Using GPUs for tasks beyond simple 3D rendering is the industry that has brought NVIDIA billions in the data center (and now mining) sector. Its proprietary CUDA platform and API have been exclusive to the company’s graphics cards from the start. But now the technology is available on Intel accelerators as well.

Of course, there have been tools in the past for porting CUDA applications to widely supported languages ‚Äč‚Äčlike OpenCL. However, even semi-automated tools like HIPCL required developer intervention. But the new ZLUDA library promises to run CUDA applications directly on Intel GPUs without any changes. ZLUDA uses Intel oneAPI Level Zero to translate or emulate CUDA commands.

The ZLUDA developers describe their creation as a direct replacement for CUDA on systems with Intel GPUs used in Skylake and later processors. The latest version supports both Windows and Linux with 9th generation graphics or newer. According to the developers, ZLUDA is able to achieve almost the same performance as if the code were directly compiled. However, there are still big limitations: the supported functionality is significantly limited. In fact, the library currently only really works on Geekbench, and potential users are warned not to rely on it for critical software development.

Using ZLUDA on Windows seems straightforward enough. To do this, download the latest build from the ZLUDA GitHub page. The downloaded archive includes a “wrapper” for running any CUDA-enabled application and the necessary library. Then you just start the shell from the command line with the application as an argument (zluda_with – geekbench5 –compute CUDA). However, Hot Hardware journalists gave this method an error.

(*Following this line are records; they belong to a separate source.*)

PR #214, opened 2023-10-24
Benchmark generation from git commits

jakethekoenig:
The commit to transcript script can now make benchmarks. One is added as an example to our existing context benchmark script. Flags which control which benchmarks run are added to the context benchmark.


PCSwingle (approved):
Looks good to me! How does it perform on these benchmarks?

jakethekoenig:
> Looks good to me! How does it perform on these benchmarks?

I'm not sure the context benchmark is doing much right now because we don't have much of a context generator.

I need to write a benchmark that sends the output to GPT-4 for grading. Right now the "expected_edits" field isn't doing anything.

On Linux, the author of ZLUDA was able to run benchmarks for the Core i5-8700K, scoring 6333 points with CUDA using integrated UHD graphics 630 versus 6482 points when executed through OpenCL. This is a slight overall decrease in performance, but there are some interesting nuances. Some Geekbench benchmarks were significantly slower, but for example the Stereo Matching benchmark was about 50% faster with ZLUDA than with OpenCL.

Comparison of test results in Geekbench via ZLUDA and OpenCL

Comparison of test results in Geekbench via ZLUDA and OpenCL

In other words, the creators of ZLUDA still have a long way to go – the library only went through the release of the second major build. However, this is an interesting project. Intel’s DG1 graphics cards have already been released for OEMs, and it seems that faster DG2s are just around the corner. While integrated graphics serve as an interesting proof of concept, there is no doubt that Intel discrete graphics are much more interesting in the future for ZLUDA.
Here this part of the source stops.